Szacuny
0
Napisanych postów
77
Na forum
17 lat
Przeczytanych tematów
1787
Witam,
jak byłem w szkole średniej to przez kilka lat systematycznie trenowałem (jakieś 8 lat temu), potem przyszły studia, w trakcie których co jakiś czas wracałem na kilka miesięcy do ćwiczeń, ale nigdy na dłużej niż 2-3 miesiące.
Ostatnio tak od dwóch miesięcy znowu ćwiczę, na razie "bawię się" w trening obwodowy i zaczynam sobie wdrażać FBW.

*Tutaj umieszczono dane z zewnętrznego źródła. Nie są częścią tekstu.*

PR #2519, opened 2024-10-14
Refactor `getContentPointer` usage into `getSiteContentPointer`

taranvohra:
This PR splits `app/(space)` into `app/(site)` and `app/(space)/~gitbook/pdf`
- `app/(site)` will ALWAYS use `getSiteContentPointer`
- `app/(space)/~gitbook/pdf` supports both pointers (special case)

Next PR:
- `getSpaceCustomization` should return the default customization object instead of making an API call
- `listSpaceIntegrationScripts` should return `[]` instead of making an API call


packages/gitbook/package.json
```diff
@@ -16,7 +16,7 @@
         "clean": "rm -rf ./.next && rm -rf ./public/~gitbook/static"
     },
     "dependencies": {
-        "@gitbook/api": "0.60.0",
+        "@gitbook/api": "0.64.1",
```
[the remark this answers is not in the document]
SamyPesse: Yes I'll make a PR once this one is merged

packages/gitbook/src/app/(site)/(core)/robots.txt/route.ts
```diff
@@ -3,22 +3,18 @@ import { NextRequest } from 'next/server';
...
 export async function GET(req: NextRequest) {
-    const pointer = getContentPointer();
-    const space = await getSpace(
-        pointer.spaceId,
-        'siteId' in pointer ? pointer.siteShareKey : undefined,
-    );
-    const site = 'siteId' in pointer ? await getSite(pointer.organizationId, pointer.siteId) : null;
+    const pointer = getSiteContentPointer();
+    const space = await getSpace(pointer.spaceId, pointer.siteShareKey);
+    const site = await getSite(pointer.organizationId, pointer.siteId);
```
SamyPesse, line 17: It looks like we can do both in parallel ?

packages/gitbook/src/app/(site)/layout.tsx
```diff
@@ -0,0 +1,16 @@
+import { SpaceRootLayout } from '@/components/SpaceRootLayout';
```
SamyPesse, line 1: Should we name it `CustomizationRootLayout` instead?

It has nothing to do with a space really.

packages/gitbook/src/app/(space)/~gitbook/pdf/pointer.ts
```diff
@@ -0,0 +1,15 @@
+import { SiteContentPointer, SpaceContentPointer } from '@/lib/api';
+import { getSiteContentPointer, getSpacePointer } from '@/lib/pointer';
+
+/**
+ * PDF generation can be done at the site level (e.g. docs.foo.com/~gitbook/pdf) or
+ * at the space level (e.g. open.gitbook.com/~space/:spaceId/~gitbook/pdf). This function
```
SamyPesse, line 6: Let's just add a small explanation that this is for in-app PDF export of private content

packages/gitbook/src/components/Contexts/ClientContexts.tsx
SamyPesse, line 1: Should we have all of this in a `RootLayout` fodler with `CustomizationRootLayout` instead of being in a generic `Contexts` folder?

packages/gitbook/src/components/SpaceLayout/SpaceLayout.tsx
```diff
@@ -17,15 +16,15 @@ import { CONTAINER_STYLE } from '@/components/layout';
...
 import { TableOfContents } from '@/components/TableOfContents';
-import { ContentPointer, ContentTarget, SiteContentPointer } from '@/lib/api';
+import { ContentTarget, SiteContentPointer } from '@/lib/api';
 import { ContentRefContext } from '@/lib/references';
 import { tcls } from '@/lib/tailwind';
 
 /**
  * Render the entire content of the space (header, table of contents, footer, and page content).
  */
 export function SpaceLayout(props: {
```
SamyPesse, line 26: This is why I think the other one should be named `CustomizationRootLayout`, otherwise it's confusing with this component. This one has a valid name since it renders a space.

packages/gitbook/src/components/SpaceRootLayout/SpaceRootLayout.tsx
```diff
@@ -11,30 +11,28 @@ import assertNever from 'assert-never';
...
 import '@gitbook/icons/style.css';
-import { getContentPointer } from './fetch';
 
 /**
  * Layout shared between the content and the PDF renderer.
  * It takes care of setting the theme and the language.
  */
-export default async function SpaceRootLayout(props: { children: React.ReactNode }) {
-    const { children } = props;
+export async function SpaceRootLayout(props: {
```
SamyPesse, line 30:
```suggestion
export async function CustomizationRootLayout(props: {
```

packages/gitbook/src/components/SpaceRootLayout/SpaceRootLayout.tsx
```diff
@@ -11,30 +11,28 @@ import assertNever from 'assert-never';
...
-import { emojiFontClassName } from '@/components/primitives';
 import { fonts, ibmPlexMono } from '@/fonts';
 import { getSpaceLanguage } from '@/intl/server';
-import { getSiteLayoutData, getSpaceLayoutData } from '@/lib/api';
 import { getStaticFileURL } from '@/lib/assets';
 import { hexToRgb, shadesOfColor } from '@/lib/colors';
 import { tcls } from '@/lib/tailwind';
 
-import { ClientContexts } from './ClientContexts';
+import { ClientContexts } from '../Contexts';
```
SamyPesse, line 20: Let's move it in this folder

packages/gitbook/src/lib/api.ts
```diff
@@ -126,18 +125,25 @@ export function withAPI<T>(client: GitBookAPI, fn: () => Promise<T>): Promise<T>
     return apiSyncStorage.run(client, fn);
 }
 
+// FIXME: Fix @gitbook/api types for PublishedSiteContentLookup
```
SamyPesse, line 128: Still true?

SamyPesse (approved):
It looks good, we should monitor it when we deploy and test all routes.

packages/gitbook/src/lib/api.ts
taranvohra: Yes, it'll be a small change in our API type to be able to extract this type for `SpaceContentLookup` because currently it's an union of `{  redirect: '...' } | { site: '...' }`, I want the latter one to be it's own type

PR #2522, opened 2024-10-14
Mock data for getSpaceCustomization and getSpaceIntegrationScripts

taranvohra:
Making API calls to these endpoints are useless now with sites. We only need to the default data to ensure rendering works end to end

### DIFF
--- a/packages/gitbook/src/lib/api.ts
+++ b/packages/gitbook/src/lib/api.ts
@@ -814,23 +814,6 @@ export async function getCurrentSiteCustomization(args: {
 /**
  * Get the customization settings for a space from the API.
  */
-export const getSpaceCustomizationFromAPI = cache({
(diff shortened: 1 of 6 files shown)


packages/gitbook/src/lib/api.ts
```diff
@@ -826,29 +811,12 @@ export async function getCurrentSiteCustomization(args: {
...
-        return cacheResponse(response, {
-            revalidateBefore: 60 * 60,
-        });
-    },
-});
-
 /**
  * Get the customization settings for a space from the API.
  */
 export async function getSpaceCustomization(spaceId: string): Promise<CustomizationSettings> {
```
SamyPesse, line 817: Should we move this to the PDF export folder instead of having it globally?

SamyPesse (approved):

PR #2529, opened 2024-10-16
Show placeholder ad when site ads status is pending or in-review

spastorelli:
### Preview

https://da511e05.gitbook-open.pages.dev/spastorelli.gitbook.io/steeves-personal-organization?ads_preview=placeholder


packages/gitbook/src/components/Ads/renderAd.tsx
```diff
@@ -78,3 +73,50 @@ async function fetchAd({
 
     return null;
 }
+
+function getPlaceholderAd(): { ad: AdItem; ip: string } {
+    const { ip } = getUserAgentAndIp();
+    const imageHref = absoluteHref('~gitbook/static/images/ad-rainbow.svg', true);
```
spastorelli, line 79: Not sure what's best in this case for the call to `absoluteHref()`: should I pass `withHost: true` or not. Initially went with **not** passing it. And lastly tested it with `withHost: true` as I could see that it's what we used for the fallback in SpaceIcon so went with it.

I also saw that there is `getStaticFileURL` so not sure what's best here.

SamyPesse (approved):
Perfect!

PR #2530, opened 2024-10-17
RND-5227: Site section tabs

BrettJephson:


packages/gitbook/src/app/(site)/fetch.ts
```diff
@@ -129,20 +139,44 @@ async function resolvePage(
...
 /**
  * Fetch the structure of an organization site.
- * This includes the site and its spaces.
+ * This includes the site and its sections and spaces.
  */
 async function fetchSiteStructure(args: {
     organizationId: string;
     siteId: string;
     siteShareKey: string | undefined;
+    siteSpaceId: string | undefined;
```
taranvohra, line 148:
```suggestion

```
We don't need this

packages/gitbook/src/app/(site)/fetch.ts
```diff
@@ -68,6 +77,7 @@ export async function fetchPageData(params: PagePathParams | PageIdParams) {
             organizationId: content.organizationId,
             siteId: content.siteId,
             siteShareKey: content.siteShareKey,
+            siteSpaceId: content.siteSpaceId,
```
taranvohra, line 80: Same thing, we shouldn't be passing `siteSpaceId`

packages/gitbook/src/app/(site)/fetch.ts
```diff
@@ -33,19 +33,28 @@ export async function fetchContentData() {
...
                 siteShareKey: content.siteShareKey,
+                siteSpaceId: content.siteSpaceId,
             }),
         ]);
 
     const site = siteStructure.site;
-    const spaces = siteStructure.spaces;
+
+    const sections = siteStructure.sections;
+    const section = siteStructure.sections?.find((section) => section.id === content.siteSectionId);
```
taranvohra, line 43: If it's a sections site then `section` should ALWAYS be defined else we try. I think you can put a condition that 
```js
if(sections) {
   assertIsDefined(section);
}
```

packages/gitbook/src/app/(site)/fetch.ts
```diff
@@ -33,19 +33,28 @@ export async function fetchContentData() {
...
-    const spaceRelativeToParent = spaces.find((space) => space.id === content.spaceId);
+    const spaceRelativeToParent = spaces?.find((space) => space.id === content.spaceId);
 
     return {
         content,
         contentTarget,
         space: spaceRelativeToParent ?? space,
         pages,
+        sections,
+        section,
```
taranvohra, line 57: On that same note the return typing should also indicate that `section` would always exist if site has sections. We could maybe refactor this to be

```js
return {
  ...,
 sections: sections ? { list: sections, section } : undefined
}
```

packages/gitbook/src/components/SiteSectionTabs/SiteSectionTab.tsx
taranvohra, line 1: Lets also add few comments to these components

taranvohra (approved):
Looks good overall, minor suggestions to improve the typing DX

packages/gitbook/src/app/(site)/fetch.ts
BrettJephson: Forgot to remove it. Thanks!

packages/gitbook/src/app/(site)/fetch.ts
```diff
@@ -54,6 +64,19 @@ export async function fetchContentData() {
     };
 }
 
+function getSiteSectionsList(siteSectionId?: string, sections?: SiteSection[] | null) {
+    if (!sections) {
+        return null;
+    }
+    const section = sections?.find((section) => section.id === siteSectionId);
```
taranvohra, line 71:
```suggestion
    const section = sections.find((section) => section.id === siteSectionId);
```

packages/gitbook/src/app/(site)/fetch.ts
```diff
@@ -54,6 +64,19 @@ export async function fetchContentData() {
     };
 }
 
+function getSiteSectionsList(siteSectionId?: string, sections?: SiteSection[] | null) {
```
taranvohra, line 67:
```suggestion
function parseSiteSectionsList(siteSectionId?: string, sections?: SiteSection[] | null) {
```

taranvohra, line 67: This signature is a bit confusing. Why not `(sections: SiteSection[], siteSectionId: string)` and then do `const siteSections = content.siteSectionId && siteStructure.sections ? parseSiteSections(...) : null`

taranvohra (approved):

packages/gitbook/src/app/(site)/fetch.ts
BrettJephson: Good point. I was thinking I'd encapsulate it in the function but it definitely makes the function signature confusing.

PR #2531, opened 2024-10-17
Add support for reusable content

emmerich:
GitBook recently added reusable content to its editor. This PR renders that reusable content correctly in GBO.


packages/gitbook/src/lib/references.tsx
```diff
@@ -35,6 +36,8 @@ export interface ResolvedContentRef {
     active: boolean;
     /** File, if the reference is a file */
     file?: RevisionFile;
+    /** ID of an attached document. */
+    documentId?: string;
```
SamyPesse, line 40: Is it not better to do:

```suggestion
    reusableContent?: RevisionReusableContent;
```

otherwise it's unclear which case will define a document

SamyPesse (approved):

Problem jaki się u mnie pojawia przy treningu częściej niż raz w tygodniu danej grupy mięśniowej jest problem z regeneracją, tzn. np. jak poćwiczę np. nogi w poniedziałek to jak w środę idę na trening to jeszcze w nich czuję zakwasy.
Czy to oznacza, że potrzebuję więcej czasu na regenerację niż przy standardowym FBW, nawet jeżeli nie ćwiczę na maksa??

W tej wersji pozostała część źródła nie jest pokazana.